PR #6627, opened 2022-09-22
[prototype] Align and Clean up transform types

datumbox:
This PR:
- Moves all types definitions on a single file, mirroring what we do for funtional
- Fixes incorrect type definitions on existing transforms
- Aligns the definitions of fill types across Transforms (excluding the actual default value which would break BC)


torchvision/prototype/transforms/_augment.py
```diff
@@ -110,8 +108,10 @@ def __init__(self, alpha: float, p: float = 0.5) -> None:
     def forward(self, *inputs: Any) -> Any:
         if not (has_any(inputs, features.Image, features.is_simple_tensor) and has_any(inputs, features.OneHotLabel)):
             raise TypeError(f"{type(self).__name__}() is only defined for tensor images and one-hot labels.")
-        if has_any(inputs, features.BoundingBox, features.Mask, features.Label):
-            raise TypeError(f"{type(self).__name__}() does not support bounding boxes, masks and plain labels.")
+        if has_any(inputs, PIL.Image.Image, features.BoundingBox, features.Mask, features.Label):
+            raise TypeError(
+                f"{type(self).__name__}() does not support PIL images, bounding boxes, masks and plain labels."
+            )
```
datumbox, line 114: I believe we previously missed PIL images which are not supported by this class.

torchvision/prototype/transforms/_augment.py
```diff
@@ -223,7 +223,7 @@ def _copy_paste(
         # This is something different to TF implementation we introduced here as
         # originally the algorithm works on equal-sized data
         # (for example, coming from LSJ data augmentations)
-        size1 = image.shape[-2:]
+        size1 = cast(List[int], image.shape[-2:])
```
datumbox, line 226: mypy started to randomly complain once the image type was defined, so I choose the cast it. Happy to ignore for performance reasons.

torchvision/prototype/transforms/_auto_augment.py
```diff
@@ -20,7 +20,7 @@ def __init__(
         self,
         *,
         interpolation: InterpolationMode = InterpolationMode.NEAREST,
-        fill: Optional[Union[FillType, Dict[Type, FillType]]] = None,
+        fill: Union[FillType, Dict[Type, FillType]] = None,
```
datumbox, line 23: I redefined `FillType` to include `None`. See below.

torchvision/prototype/transforms/_deprecated.py
```diff
@@ -52,7 +52,7 @@ def __init__(self, num_output_channels: Literal[1, 3] = 1) -> None:
         super().__init__()
         self.num_output_channels = num_output_channels
 
-    def _transform(self, inpt: DType, params: Dict[str, Any]) -> DType:
+    def _transform(self, inpt: ImageType, params: Dict[str, Any]) -> ImageType:
```
datumbox, line 55: Previously defined incorrect type.

torchvision/prototype/transforms/_auto_augment.py
```diff
@@ -59,13 +59,13 @@ def _put_into_sample(self, sample: Any, id: int, item: Any) -> Any:
...
+        image: ImageType,
         transform_id: str,
         magnitude: float,
         interpolation: InterpolationMode,
-        fill: Union[Dict[Type, FillType], Dict[Type, None]],
-    ) -> Any:
-        fill_ = fill[type(image)]
+        fill: Optional[Dict[Type, Optional[FillType]]],
+    ) -> ImageType:
+        fill_ = fill[type(image)] if fill is not None else None
```
datumbox, line 68: Restoring @vfdev-5's earlier approach due to the new definition of the input. We adopt the same idiom elsewhere.

torchvision/prototype/transforms/_misc.py
```diff
@@ -68,7 +68,7 @@ def forward(self, *inputs: Any) -> Any:
 
         return super().forward(*inputs)
 
-    def _transform(self, inpt: Union[torch.Tensor, features._Feature], params: Dict[str, Any]) -> torch.Tensor:
+    def _transform(self, inpt: TensorImageType, params: Dict[str, Any]) -> torch.Tensor:
```
datumbox, line 71: Incorrectly defined `features._Feature` previously. It should have been `features.Image`

torchvision/prototype/transforms/_utils.py
```diff
@@ -31,12 +33,10 @@ def _check_fill_arg(fill: Optional[Union[FillType, Dict[Type, FillType]]]) -> No
...
 
 
-def _setup_fill_arg(
-    fill: Optional[Union[FillType, Dict[Type, FillType]]]
-) -> Union[Dict[Type, FillType], Dict[Type, None]]:
+def _setup_fill_arg(fill: Union[FillType, Dict[Type, FillType]]) -> Optional[Dict[Type, FillType]]:
     _check_fill_arg(fill)
 
-    if isinstance(fill, dict):
+    if fill is None or isinstance(fill, dict):
```
datumbox, line 39: I allow for fill to be directly `None` instead of forcing it to be a dictionary that returns `None` as this simplifies the type declarations everywhere. This is aligned with an earlier proposal for @vfdev-5

torchvision/prototype/transforms/_utils.py
```diff
@@ -18,10 +18,12 @@
 
 # Type shortcuts:
 DType = Union[torch.Tensor, PIL.Image.Image, features._Feature]
-FillType = Union[int, float, Sequence[int], Sequence[float]]
+ImageType = Union[torch.Tensor, PIL.Image.Image, features.Image]
+TensorImageType = Union[torch.Tensor, features.Image]
+FillType = Union[int, float, Sequence[int], Sequence[float], None]
```
datumbox, line 23: Including `None` here ensures it works both when we provide directly a `None` value and when the value is in a dictionary.

datumbox (commented):
Some clarifications:

torchvision/prototype/transforms/_auto_augment.py
```diff
@@ -59,13 +59,13 @@ def _put_into_sample(self, sample: Any, id: int, item: Any) -> Any:
...
         self,
-        image: Union[torch.Tensor, PIL.Image.Image, features.Image],
+        image: ImageType,
         transform_id: str,
         magnitude: float,
         interpolation: InterpolationMode,
-        fill: Union[Dict[Type, FillType], Dict[Type, None]],
-    ) -> Any:
-        fill_ = fill[type(image)]
+        fill: Optional[Dict[Type, Optional[FillType]]],
```
vfdev-5, line 66: Shouldn't be 
```suggestion
        fill: Optional[Dict[Type, FillType]],
```
as `FillType` already has None ?

torchvision/prototype/transforms/_auto_augment.py
```diff
@@ -337,7 +337,7 @@ def __init__(
         magnitude: int = 9,
         num_magnitude_bins: int = 31,
         interpolation: InterpolationMode = InterpolationMode.NEAREST,
-        fill: Optional[Union[FillType, Dict[Type, FillType]]] = None,
+        fill: Union[FillType, Dict[Type, FillType]] = None,
```
vfdev-5, line 340: This type hint looks a bit strange, we expect to see optional somewhere but surprise FillType includes None and this is not obvious. OK with that as it is just a typehint

vfdev-5 (commented):
I'm ok with the approach. I think we can update fill type handling and avoid mutiple `fill = self.fill[type(inpt)] if self.fill is not None else None` -> `fill = self.fill[type(inpt)]`

torchvision/prototype/transforms/_auto_augment.py
datumbox: True. But if we don't add `None` in `FillType`, we would constantly need to do `Union[Optional[FillType], Dict[Type, Optional[FillType]]` which is very verbose. Would you prefer this idiom?

vfdev-5: I totally understand your poinrt and I'm OK with None inside FillType.

datumbox:
> I'm ok with the approach. I think we can update fill type handling and avoid mutiple fill = self.fill[type(inpt)] if self.fill is not None else None -> fill = self.fill[type(inpt)]

To do this, we need to force `self.fill` be a dictionary. It's possible but then the public `fill` and the `self.fill` will have different types and this will lead to different signatures between internal and public methods. Is this the direction you favour?

torchvision/prototype/transforms/_auto_augment.py
datumbox: Good spot. Accepted.

vfdev-5:
> It's possible but then the public fill and the self.fill

They will already different if you pass a scalar right ?

torchvision/prototype/transforms/_auto_augment.py
datumbox: > If FillType can be None, can't we avoid having fill=None and Optional[Dict] ?

No we can't because after the setup is called, the method returns directly `None` instead of just returning a dictionary that gets `None` everytime. Doing the latter is just an extra unnecessary step but if you prefer it I can make the change. See my comment below though about the misalignment of the internal/external signatures.

datumbox:
Sounds good, let me try your proposal to force `None` into the dictionary

torchvision/prototype/features/_bounding_box.py
```diff
@@ -7,6 +7,7 @@
 from torchvision.transforms import InterpolationMode  # TODO: this needs to be moved out of transforms
 
 from ._feature import _Feature
+from ._utils import FillType
```
datumbox, line 10: Centralized this one in a `_utils.py` file to avoid instances of misalignment with `functional`.

torchvision/prototype/features/_utils.py
```diff
@@ -0,0 +1,4 @@
+from typing import List, Union
+
+# Same definition as in `functional._utils.py`. Copied here to avoid cyclical dependencies.
+FillType = Union[int, float, List[float], None]
```
datumbox, line 4: Alternatively I can move all `functional._utils.py` here and import the other way around.

torchvision/prototype/transforms/_utils.py
```diff
@@ -31,15 +33,13 @@ def _check_fill_arg(fill: Optional[Union[FillType, Dict[Type, FillType]]]) -> No
...
-    fill: Optional[Union[FillType, Dict[Type, FillType]]]
-) -> Union[Dict[Type, FillType], Dict[Type, None]]:
+def _setup_fill_arg(fill: Union[FillType, Dict[Type, FillType]]) -> Dict[Type, FillType]:
     _check_fill_arg(fill)
 
     if isinstance(fill, dict):
         return fill
 
-    return defaultdict(lambda: fill)  # type: ignore[return-value]
+    return defaultdict(lambda: fill)  # type: ignore[return-value, arg-type]
```
datumbox, line 42: If we don't do the `arg-type` ignore we get:
```
torchvision/prototype/transforms/_utils.py:42: error: Argument 1 to
"defaultdict" has incompatible type
"Callable[[], Union[Union[int, float, Sequence[int], Sequence[float], None], Dict[Type[Any], Union[int, float, Sequence[int], Sequence[float], None]]]]";
expected "Optional[Callable[[], Union[float, Sequence[float], None]]]" 
[arg-type]
        return defaultdict(lambda: fill)  # type: ignore[return-value]
                           ^
torchvision/prototype/transforms/_utils.py:42: note: Error code "arg-type" not covered by "type: ignore" comment
Found 1 error in 1 file (checked 222 source files)
```

torchvision/prototype/transforms/functional/_utils.py
```diff
@@ -0,0 +1,24 @@
...
+
+# Real type: Union[torch.Tensor, PIL.Image.Image]
+LegacyImageType = torch.Tensor
+
+# Real type: Union[torch.Tensor, features.Image]
+TensorImageType = torch.Tensor
+
+# Similarly, JIT doesn't support Sequencies and can't support at the same time, Lists of floats and ints.
+# Ideal type: Union[int, float, Sequence[int], Sequence[float], None]
+FillType = Union[int, float, List[float], None]
```
datumbox, line 24: Like I said above, we can move all these into `features._utils.py`.

torchvision/prototype/transforms/_utils.py
pmeier: I think this is worth investigating. At some point `mypy` thinks that fill can also be an `int`. Although that is part of the correct type, it shouldn't be for the actual type. I guess we forgot to update something. @datumbox I can look into this if you want.

pmeier (approved):
One comment inline other LGTM. I'm kinda worried that we need more and more of these workaround to avoid import cycles in the future though.

torchvision/prototype/transforms/_utils.py
datumbox: I agree. I've also felt that this was worth noting. I have no idea if this is a failure or mypy or it's seeing something I dont. If you have any input, I would love to get an advice.

datumbox:
> I'm kinda worried that we need more and more of these workaround to avoid import cycles in the future though.

There is an organic way to solve this, which is leaving the definitions as part of `features` module (this is the case now on main). Let me give that a try and if that's not what we want, I can revert the commit.

torchvision/prototype/features/_feature.py
```diff
@@ -232,3 +230,7 @@ def invert(self) -> _Feature:
 
     def gaussian_blur(self, kernel_size: List[int], sigma: Optional[List[float]] = None) -> _Feature:
         return self
+
+
+InputType = Union[torch.Tensor, PIL.Image.Image, _Feature]
+InputTypeJIT = torch.Tensor
```
datumbox, line 236: Formally `DType`.

torchvision/prototype/features/_feature.py
```diff
@@ -3,16 +3,14 @@
...
 from torchvision.transforms import InterpolationMode
 
 F = TypeVar("F", bound="_Feature")
-
-
-# Due to torch.jit.script limitation we keep DType as torch.Tensor
-# instead of Union[torch.Tensor, PIL.Image.Image, features._Feature]
-DType = torch.Tensor
+FillType = Union[int, float, Sequence[int], Sequence[float], None]
+FillTypeJIT = Union[int, float, List[float], None]
```
datumbox, line 13: Could move to another file if we don't want it here.

torchvision/prototype/transforms/_augment.py
```diff
@@ -10,6 +10,8 @@
 from torchvision.prototype import features
 from torchvision.prototype.transforms import functional as F, InterpolationMode
 
+from ..features._image import ImageType, TensorImageType
```
pmeier, line 13: I would avoid relative imports that span more than one "major" namespace, i.e. relative imports within `torchvision.prototype.transforms` are ok, but importing something from `torchvision.prototype.features` should be done by an absolute import:

```suggestion
from torchvision.prototype.features._image import ImageType, TensorImageType
```

My argument is somewhat weakened by the fact that all of the imports are internally any, so no strong opinion here.

pmeier (approved):
I like  this a lot better now, thanks a lot @datumbox! One question inline. I'll have a look at the `mypy` ignore now.

torchvision/prototype/features/_feature.py
pmeier: I think it is ok there. I would prefer to have everything in a `_typing.py` file, but as you explained this will give us circular imports due to the method signatures. Thus, let's take the way of the least resistance.

torchvision/prototype/transforms/_augment.py
datumbox: Makes sense, done.

datumbox:
There seems to be a [breakage](https://github.com/pytorch/vision/actions/runs/3112529418/jobs/5046049095) from TorchData on our tests.

datumbox:
The tests are now [passing](https://github.com/pytorch/vision/actions/runs/3112718651/jobs/5046460827). I'll restore the TorchData tests and merge.

torchvision/prototype/transforms/_utils.py
pmeier: This is a false alarm by `mypy` right before the line `mypy` thinks that `fill` has type

```
Union[builtins.float, typing.Sequence[builtins.float], None]
```

Note that for `mypy` `float == Union[int, float]` or to illustrate this more: for `mypy` the following is true while this will fail for Python `isinstance(0, float)`. I'm not sure why they went for this, but generic numbers support is sketchy in general. This is why you don't see the `int` and `Sequence[int]` here because for `mypy` they are subtypes of `float` and `Sequence[float]` and therefore redundant.

However, at the time we arrive at the line, `mypy` suddenly thinks that `fill` can be a `Dict` again. I can't find the issue now, but this is longstanding. For some reason `mypy` doesn't forward the more concrete type to inner functions like this `lambda`.

Both

```suggestion
    return defaultdict(lambda: cast(FillType, fill))
```

and

```suggestion
    return defaultdict(cast(Callable[[], FillType], lambda: fill))
```

will eliminate both previously ignored errors, but will raise a new `redundant-cast` error :roll_eyes: 

Thus, we have to ignore one either way and not having `cast` in there makes it more readable.

PR #5793, opened 2022-04-08
Add SWAG model weight that only the linear head is finetuned to ImageNet1K

YosuaMichael:
subtask of https://github.com/pytorch/vision/issues/5708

* What you should do
Copy out every line of the listing where the word "Thus" occurs.

* Answer space
pmeier: I think it is ok there. I would prefer to have everything in a `_typing.py` file, but as you explained this will give us circular imports due to the method signatures. Thus, let's take the way of the least resistance.
Thus, we have to ignore one either way and not having `cast` in there makes it more readable.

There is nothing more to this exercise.